Avoid Ambiguous Use Cases

As a dataset producer, if you are able to take a strong stance on how the dataset should or should not be used in your Data Card, your dataset will feel more controllable.

This, in turn, increases the Data Card readers’ confidence in their ability to use your dataset. But use cases are rarely suitable or unsuitable. There may be several acceptable use cases of your dataset that come with some caveats, which will need to be explained in your Data Card. Provide readers with ways to navigate ambiguous use cases you provide, that may be conditionally acceptable as the means to offer the most current or relevant information on your dataset.

Start with use cases to help readers understand the most prevalent risks.

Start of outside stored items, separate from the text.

PR #185, opened 2020-04-26
Fix dropdown translation bugs

selvach:
# Description

Fixes dropdown option translations. These options are were previously defined in `YourWorkScree/helpers.ts` and imported before i18n.locale is initialised  and so the default `en` is used. Super odd though, as I would assume this would be called lazily and my ReactJS is not strong enough to figure out a better solution. 

```
Logging:

In helpers.ts
Locale: en
Running application on Pixel 2 XL.
Call to getConfig() in GetPatient
Locale: sv-SE
```

This only happens when you first launch the app. If you do an Expo live-reload, it no longer presents itself. Again ... not sure why? 

What do you think @jamesbrooks94 ?

- [ ] Android - Emulator
- [ ] iOS - Emulator
- [ ] iOS - Physical device

### DIFF
--- a/src/features/patient/YourWorkScreen/helpers.ts
+++ b/src/features/patient/YourWorkScreen/helpers.ts
@@ -1,7 +1,6 @@
 import { RouteProp } from '@react-navigation/native';
 import { StackNavigationProp } from '@react-navigation/stack';
 
-import { isAndroid } from '../../../components/Screen';
 import {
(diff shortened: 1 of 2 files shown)


jamesbrooks94:
I’ll double check it in the morning but looks good, might be worth investigating why this happens, is it a race condition?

Identify the most important and likely risks across multiple use cases and investigate those first. Provide readers with ways to spot check for undesirable outcomes and conduct more in-depth analyses of performance failures where there is an understanding of how these can negatively impact downstream users and society.

For example, you might report the expected and anomalous behaviors of a benchmark model that reflects the intended uses of your dataset when trained or tested on your dataset.

The More Inclusive Annotated People Data Card contains labels for perceived age and gender, which when used incorrectly can be problematic. The Data Card clearly describes which use cases are unsafe and describes the rationale behind it – so that potential users of the dataset are able to make responsible decisions about how they use the dataset.

Expect datasets users to color outside the lines.

Be aware that readers might use your dataset in ways you haven’t thought of, which could introduce unintended implications for your dataset.

In addition to preventing inappropriate or misuse of your dataset by clearly stating the intended use, give readers a strategy to institute mitigations (e.g. identify and set failure modes) and set up monitoring systems so risks and failures can be caught in time.

The WikiDialog Data Cardsummarizes the expected behaviors of the dataset on a benchmark model (T5-Base DE) and compares it to the model that it was designed for (T5-Large DE), and desribes the setup. It also describes the known caveats and points readers to a paper that contains extended evaluation results.